Twenty-two of the sites displayed on the above map were classified as “high risk” and added to the Superfund and Superfund Applicants (if they weren’t already on this list) sites for the remaining reviews of chemical release in the Northwest Portland Sector. Not all of the sites on this list were found to be toxic in the sense that they could be directly related to any cases displayed on the maps. Some areas did show significant areal features in need of more detailed well-localized reviews and small area studies.
The following two projects represent ways in which small area analysis can be performed over large areas using GIS to relate chemical release site location to case location. This step would be taken to define the areas of highest risk, which can then be analyzed in more detail. It therefore serves more as a helpful monitoring tool for use in dealing with the bulk of the information one is presented with when trying to document toxic release site release. As much time was taken developing the database for this site, and at times considerably more time with regard to developing the databases needed to investigate the characteristics of each of the chemicals and chemical groups reported for each site.
Why develop a method to identify High Risk sites?
The main reason for identifying and defining high risk sites is that, based on the EPA/ECSI data and reviews of the site and land use history for each of these areas, these sites have a significant chemical release history in spite of their exclusion from the Superfund sites lists. The primary reason for this is typically related to how Superfund sites are selected for. It is not unusual for the selection process to be limited to a certain number of sites selected per period of time and for whatever reason these sites were not selected for the limited funding available for sueprfund clean-ups. Another reason some sites may have been excluded pertains to the filing deadlines imposed upon companies and agencies filing for superfund status. Whether or not these applications were filed on time is often indicated somewhere in either the superfund applicants information that at times may be found on the web, or simply because filing late allows for additional time to pass before the clean-up process has to be initiated. This information is also available on the web, primarily with the superfund applicants and at times the ECSI/TRI sites reports.

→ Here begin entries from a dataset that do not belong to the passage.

PR #3718, opened 2025-05-30
Improve error when Modrinth's PayPal account is out of funds

triphora:


AlexTMjugador (approved):
I've read the PayPal REST API docs a little, this should work.

Issue #794, opened 2023-10-08
An error occurred I/O error: stream did not contain valid UTF-8, path:


DovydasTEDS:
### Describe the bug

When I launch Minecraft with a resource pack (in options.txt) containing weird characters, I get an error like:
An error occurred I/O error: stream did not contain valid UTF-8, path:

After renaming it to using only characters on the keyboard, it works perfectly.

### Steps to reproduce

Rename resource pack to something such as §b§lFurfSky §f§lReborn §8§lFULL
Launch game and add to resource packs
Save and reload game
Error (can't load into game)

### Expected behavior

It loads.

### System information

Windows 11
Modrinth App 0.5.4

eloiselle:
It is worth noting that this bug occurs only on Minecraft version 1.8.9. I wasn't able to reproduce the bug using Minecraft 1.20.4 (latest at the time of writing) by adding special characters to another resource pack. This seems to be a special combination of: 
- Minecraft 1.8.9
- A Resource Pack with special characters (color codes) in the filename
- Enabling the resource pack in the game's options

Error occurs when:
Rebooting the game replicates this error. 
The special characters in the options.txt file seem to conflict with Minecraft 1.8.9 in some way.

PR #3721, opened 2025-05-30
fix(app): make instances with non-UTF8 text file encodings launcheable and importable

AlexTMjugador:
## Overview

As reported in issue #794, the Modrinth App fails to launch a Minecraft instance if its `options.txt` file is not encoded in UTF-8, and settings that require modifying such file, such as launching the game in fullscreen mod, are enabled.

While non-UTF-8 encodings are becoming less common every day, and UTF-8's backward compatibility with 7-bit ASCII often masks encoding mismatch issues effectively, older Minecraft versions used the JVM's default system encoding when manipulating this file, and on Windows, this default is often a locale-dependent extended ASCII encoding (i.e., a code page), unlike (in my opinion, superior) Unix-like systems (Linux, macOS, BSDs), which default to UTF-8.

This PR addresses the issue by enhancing the internal utility function responsible for reading files into strings so that the file's encoding is detected, and text on it automatically decoded with the guessed encoding. Experimentally, I've found that UTF-8, Windows-1252/ISO 8859-1, and Shift JIS encodings are accurately identified with no relevant false positives. That function now also returns the detected encoding, allowing the file to be modified and saved without changing its original encoding, which is necessary because Minecraft may rely on that encoding staying the same.

Additionally, since this utility function is also used when reading metadata files while importing instances from another launchers, these changes also fix similar issues during that process.

## Testing

I manually tested the changes by generating several variations of an `options.txt` file in different encodings. In each case, not only was the reported issue resolved, but the modified file also retained its original encoding.


packages/app-lib/src/launcher/mod.rs
```diff
@@ -662,14 +663,29 @@ pub async fn launch_minecraft(
...
+        let (mut options_string, input_encoding) = if options_path.exists() {
+            io::read_any_encoding_to_string(&options_path).await?
+        } else {
+            (String::new(), encoding_rs::UTF_8)
+        };
+
+        // UTF-16 encodings may be successfully detected and read, but we cannot encode
+        // them back, and it's technically possible that the game client strongly expects
+        // such encoding
+        if input_encoding != input_encoding.output_encoding() {
```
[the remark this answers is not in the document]
AlexTMjugador: I think the comment precisely explains why that comparison is done and what encodings cannot be roundtripped? I don't understand this suggestion.

packages/app-lib/src/launcher/mod.rs
```diff
@@ -662,14 +663,29 @@ pub async fn launch_minecraft(
...
-            options_string = io::read_to_string(&options_path).await?;
+
+        let (mut options_string, input_encoding) = if options_path.exists() {
+            io::read_any_encoding_to_string(&options_path).await?
+        } else {
+            (String::new(), encoding_rs::UTF_8)
+        };
+
+        // UTF-16 encodings may be successfully detected and read, but we cannot encode
+        // them back, and it's technically possible that the game client strongly expects
```
Gaming32, line 676: Why is it that UTF-16 encodings cannot be round-tripped?

AlexTMjugador: The shallow technical reason is that [UTF-16 encodings use UTF-8 as their output encoding](https://docs.rs/encoding_rs/latest/encoding_rs/struct.Encoding.html#method.output_encoding), which means that the `encoding_rs` crate cannot encode strings in UTF-16.

The deeper technical insight is that UTF-16 represents every character with 2 bytes, and the endianness of these bytes is platform-specific. A [Byte Order Mark (BOM)](https://en.wikipedia.org/wiki/Byte_order_mark) can be prepended to a UTF-16 string to indicate the expected endianness, but it's not always present. As a result, even if `chardetng` and `encoding_rs` went out of their way to support UTF-16 encoding with differing endianness, it would still be an unreliable encoding to support in general.

On the bright side, UTF-16 files should be pretty uncommon to find in the wild. As far as I know, no version of Windows uses it as the default encoding for text files in any locale (for example, Chinese locales typically default to GBK). Users or modders who manually insist on UTF-16 encoding (a pretty odd choice) will likely find the explicit and detailed error message I've added to be understandable and actionable.

PR #3745, opened 2025-06-05
refactor: Huge pyro servers composable cleanup

IMB11:
DEV-67
DEV-19

- Uses real OOP instead of types.
- Modules are now defined as classes, you can easily add new modules by simply extending the `ServerModule` abstract class. All modules have a base `fetch` function which should be used to populate themselves with data. See `GeneralModule` for a good example.
- Moved types to modrinth utils

---

- [x] Fix lint issues
- [x] Fix broken enums for power endpoint.


Prospector (approved):
this is awesome, great!!

Prospector:
looks like there's a conflict that needs resolving

vacla:
Not sure if it is intentional but there are still references to pyro in the PR.

Issue #3699, opened 2025-05-24
Can't open World Folder under Worlds Tab in a Instance on macOS


bjsho:
### Please confirm the following.

- [x] I checked the [existing issues](https://github.com/modrinth/code/issues) for duplicate problems
- [x] I have tried resolving the issue using the [support portal](https://support.modrinth.com)
- [x] I have ensured my Modrinth App installation is up to date

### What version of the Modrinth App are you using?

0.9.5

### What operating systems are you seeing the problem on?

MacOS

### Describe the bug

When wanting to open the a worlds folder thru the launcher, it just wont.

Modrinth App 0.9.5 - macOS 15.5.0

### Steps to reproduce

1. Go in a Minecraft Instance
2. Go to the Worlds Tab
3. Press the 3 dots of a world
4. Press on Open World
5. Nothing happens

### Expected behavior

The folder of the world should open

### Additional context

Not tested on Windows nor Linux because I currently have the options to do so.

PR #3746, opened 2025-06-05
fix: undefined instance path by using emitted event instead when opening world folder

MagnusHJensen:
This PR fixes the mentioned issue, by first seeing that the instance-path passed to the `showWorldInFolder` was missing, when accessing the `WorldItem` under an instance. 

1. Attempt was to just pass `:instance-path` to the `WorldItem` from the `Worlds` instance page, however that resulted in the action menu being wrong.
2. So final fix was to emit an event, which takes the singleplayer world to avoid having the check outside, which passes the instance path and the world path to the `showWorldInFolder` method.

https://github.com/user-attachments/assets/449454fa-e1eb-464b-9afe-b90dfbaadde6

closes: #3699

### DIFF
--- a/apps/app-frontend/src/components/ui/world/WorldItem.vue
+++ b/apps/app-frontend/src/components/ui/world/WorldItem.vue
@@ -1,10 +1,7 @@
 <script setup lang="ts">
 import dayjs from 'dayjs'
 import type { ServerStatus, ServerWorld, SingleplayerWorld, World } from '@/helpers/worlds.ts'
-import {
-  set_world_display_status,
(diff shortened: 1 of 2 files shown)


IMB11 (approved):

IMB11:
@MagnusHJensen Just need to fix the lint issues and then we can merge this. :smiley:

MagnusHJensen:
> @MagnusHJensen Just need to fix the lint issues and then we can merge this. 😃

There you go, I did not see it initially - my bad :D

PR #3748, opened 2025-06-05
fix: reset reset-icon state value correctly in edit world modal

MagnusHJensen:
This PR ensures that the `removeIcon` state inside the edit singleplayer world modal is reset correctly after closing (showing) the modal.

Previously it's state was not reset.

### New behaviour

https://github.com/user-attachments/assets/2ede1a69-c41c-4ad5-8e00-88f1954fd46e

### Original behaviour
https://github.com/user-attachments/assets/a2e86daf-90f6-47bd-aca9-274d71849e60


IMB11 (approved):

IMB11:
Thank you :)

PR #3751, opened 2025-06-06
fix: flag+region clarifications

IMB11:


packages/ui/src/utils/regions.ts
```diff
@@ -2,13 +2,17 @@ import { defineMessage, type MessageDescriptor } from '@vintl/vintl'
...
     flag: 'https://flagcdn.com/us.svg',
   },
   'eu-lim': {
-    name: defineMessage({ id: 'servers.region.europe', defaultMessage: 'Europe' }),
+    name: defineMessage({ id: 'servers.region.european-union', defaultMessage: 'European Union' }),
     flag: 'https://flagcdn.com/eu.svg',
   },
+  'kyros-test': {
+    name: defineMessage({ id: 'servers.region.test', defaultMessage: 'Antarctica' }),
+    flag: 'https://flagcdn.com/aq.svg',
```
IMB11, line 14: Use aq flag just to prevent it being broken on staging

PR #3752, opened 2025-06-07
adding sort to user projects

lullaby6:
Hello! 

I always thought that I would like a sorting in the user profile projects, so I tried to add it, I hope you like the code.

image

### DIFF
--- a/apps/frontend/src/pages/user/[id].vue
+++ b/apps/frontend/src/pages/user/[id].vue
@@ -170,8 +170,23 @@
         </ContentPageHeader>
       </div>
       <div class="normal-page__content">
-        <div v-if="navLinks.length >= 2" class="mb-4 max-w-full overflow-x-auto">
-          <NavTabs :links="navLinks" />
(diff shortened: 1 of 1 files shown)


Prospector:
the code for this is nonsense, using the search routes on the user page for no reason and it does not actually function in any way.

lullaby6:
> the code for this is nonsense, using the search routes on the user page for no reason and it does not actually function in any way.

of course it won't work, it's just the frontend part, you need to add the logic and filters to the endpoint.

Prospector:
this feature does not require any backend code, and the frontend code that was added doesn't make any sense

lullaby6:
> this feature does not require any backend code, and the frontend code that was added doesn't make any sense

can you check it now?
I reassign the projects.value and use nextTick to force the ui to update, so, now it renders what comes from the backend with the filters applied, I don't understand why it wouldn't work now :s

https://github.com/lullaby6/modrinth-frontend-sort-user-projects/commit/18068da193db0fef8a763e3bcf6a6b0b203ca7e3

PR #3753, opened 2025-06-07
fix: server stats icons

IMB11:
- Fixes sizing
- Fixes db (memory) icon not being from lucide icons.
- Fixes issue with charts jumping on mobile on load.


apps/frontend/src/components/ui/servers/ServerStats.vue
```diff
@@ -28,31 +30,41 @@
...
+      <div class="chart-space absolute bottom-0 left-0 right-0">
+        <ClientOnly>
+          <VueApexCharts
+            v-if="metric.showGraph && !loading"
+            type="area"
+            height="142"
+            :options="getChartOptions(metric.warning, index)"
+            :series="[{ name: metric.title, data: metric.data }]"
+            class="chart opacity-0"
+            :class="{ 'chart-loaded': chartsReady.has(index) }"
```
Prospector: I assume you made the chart-loaded class because you can't "override" tailwind classes due to them having the same precedence, but you can do this to avoid that and it makes it more clear at a glance what styles are applied based on the condition

```suggestion
            :class="chartsReady.has(index) ? 'opacity-100' : 'opacity-0'"
```

Prospector (approved):

PR #3755, opened 2025-06-08
feat(frontend): Organisations are now sorted alphabetically in dashboard and on user pages

worldwidepixel:
It's pretty simple- I don't feel the need to summarise how 'groundbreaking' and 'earth-shattering' this is.


apps/frontend/src/pages/dashboard/organizations.vue
```diff
@@ -14,7 +14,7 @@
       <template v-if="orgs?.length > 0">
         <div class="orgs-grid">
           <nuxt-link
-            v-for="org in orgs"
+            v-for="org in orgs.sort((a, b) => a.name.localeCompare(b.name))"
```
IMB11: Would be best to put this into a computable instead of inline sorting.

apps/frontend/src/pages/user/[id].vue
```diff
@@ -303,7 +303,7 @@
           <h2 class="text-lg text-contrast">{{ formatMessage(messages.profileOrganizations) }}</h2>
           <div class="flex flex-wrap gap-2">
             <nuxt-link
-              v-for="org in organizations"
+              v-for="org in organizations.sort((a, b) => a.name.localeCompare(b.name))"
```
Comment (IMB11) [inline apps/frontend/src/pages/user/[id].vue]: Same here.

IMB11 (changes requested):

PR #3758, opened 2025-06-08
Fix random_projects route not returning the requested number of projects

### LINKED ISSUE #2658: `GET /v2/projects_random` almost never returns the requested number of projects
### Describe the bug

The projects_random endpoint on the Modrinth API is not returning the expected number of projects requested. When requesting a certain number of random projects through the endpoint, the number of projects returned is almost always lower than the requested count.

For instance, when requesting a single project with the `count` parameter set to 1, the endpoint sometimes returns no projects. For example: https://api.modrinth.com/v2/projects_random?count=1

The [docs](https://docs.modrinth.com/api-spec/#tag/projects/operation/randomProjects) specify the `count` as "The number of random projects to return" 

### Steps to reproduce

1. Make a GET request to the projects_random endpoint with a count parameter set to a specific number.
2. See the number of returned projects in the response.
3. Repeat the request several times to confirm that the number of projects returned is consistently lower than the requested count.

### Expected behavior

The endpoint should return a list of random projects, where the number of projects returned should always match the specified count.

#### Empty response with `count=1`
empty

#### Response with `count=20` but the number of returned projects is 3
lower

triphora:
Fixes #2658


AlexTMjugador:
In general, using `TABLESAMPLE` with `WHERE` clauses is a query smell because [`WHERE` filters are applied after the random sampling](https://www.postgresql.org/docs/17/sql-select.html#SQL-FROM#:~:text=This%20sampling%20precedes%20the%20application%20of%20any%20other%20filters). Your original PR improved the situation described in the reported issue by instructing PostgreSQL to sample 10 times more rows than needed, which increases the likelihood of retrieving the desired number of projects even after filtering (most projects are expected to be in a searchable status), but it's still not guaranteed to always return the expected result.

My latest commit proposes a novel, more robust solution. Instead of randomly sampling and then filtering, we introduce several indices based on the MD5 hash of the project ID and its status, allowing for highly efficient lookup and ordering by such attributes. We then retrieve random projects by ordering them by their ID MD5 hash (since MD5 produces uniformly distributed output, the resulting ordering is effectively random). I've reviewed the generated query plans for this approach, and it appears to perform quite efficiently.

Edit: due to its usage of hashes, this new approach will return the same sequence of randomly selected projects as long as no new projects are created. But because new projects are created all the time, new hashes are inserted at random positions in that ordered sequence, making it undeterministic. (`TABLESAMPLE` is also not entirely random because it's heavily skewed towards blocks of consecutive projects.) To make the random sample appear more random even when no new projects are created, I've pushed a commit that randomizes the order of the (small, at most 100 items) returned sequence of projects ordered by their ID hash, which has an insignificant performance cost.

AlexTMjugador:
After talking about this with @fetchfern, I've realized that project IDs are randomly assigned, so their ordering and already existing index can be used instead of those of ID hashes. Moreover, we can more reliably prevent random projects from sticking around by introducing an `OFFSET` clause, at the cost of a more expensive (but still reasonably fast) execution plan.

apps/labrinth/src/routes/v3/projects.rs
```diff
@@ -94,7 +94,12 @@ pub async fn random_projects_get(
     })?;
 
     let project_ids = sqlx::query!(
-        "SELECT id FROM (SELECT id FROM mods WHERE status = ANY($1) ORDER BY md5(id::varchar) LIMIT $2) ORDER BY RANDOM()",
+        // IDs are randomly generated (see the `generate_ids` macro), so ID order is
+        // equivalent to a random order
+        "SELECT id FROM mods WHERE status = ANY($1) \
+            ORDER BY id \
+            LIMIT $2 \
```
fetchfern: Multiline strings don't need backslashes, should format the query string like the rest of the codebase does

```rust
"
SELECT id FROM mods WHERE status = ANY($1)
ORDER BY id
LIMIT $2
OFFSET GREATEST(ROUND(RANDOM() * (SELECT COUNT(*) FROM mods WHERE status = ANY($1)))::int8 - $2, 0)
",
...
```

fetchfern (approved):
lgtm besides formatting nitpick

apps/labrinth/src/routes/v3/projects.rs
AlexTMjugador: As per [Rust's reference](https://doc.rust-lang.org/reference/tokens.html#r-lex.token.literal.str.linefeed), they actually do need the backslashes to not include the line breaks. But whitespace is not relevant for SQL queries, so I guess it's reasonable to follow the style of existing code in this matter.

PR #6395, opened 2026-06-14
feat: implement dependent projects + members breakdown/filter

tdgao:
- Added dependents project breakdown and filter, handling for case when there are multiple projects selected.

Like the superfund and superfund applicant sites, the high risk sties tend to be in the vicinity of the northern end of the Willamette valley, in close proximity to Portland. For this reason, studies performed of the Portland urban-suburban region provide some of the more complex examples on how such studies can be performed. Whereas we often are taken in by studies of a select few industry tyles situated of fairly moderate population density regions like the suburban-rural settings typical of some paper and lumber industries investigated over the years in the Pacific Northwest, the investigation of chemical release, exposure and risk-related events in the mdoerate to heavy Portland region makes it even more difficult to develop the way to perform such an analysis. Later portions fo this report define new methods that may be used to evlauate chemical density patterns amongst the population density environment of urban-suburban settings like Northwest Portland.